Your task
Restate the entries below verbatim.
··· Listed entries ···
PR #204, opened 2026-05-28
Event in Containers

MrBurmark:
Make events usable as keys in some containers like unordered_map.
Add hashability and comparability.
···
Result of this task
PR #204, opened 2026-05-28
Event in Containers

MrBurmark:
Make events usable as keys in some containers like unordered_map.
Add hashability and comparability.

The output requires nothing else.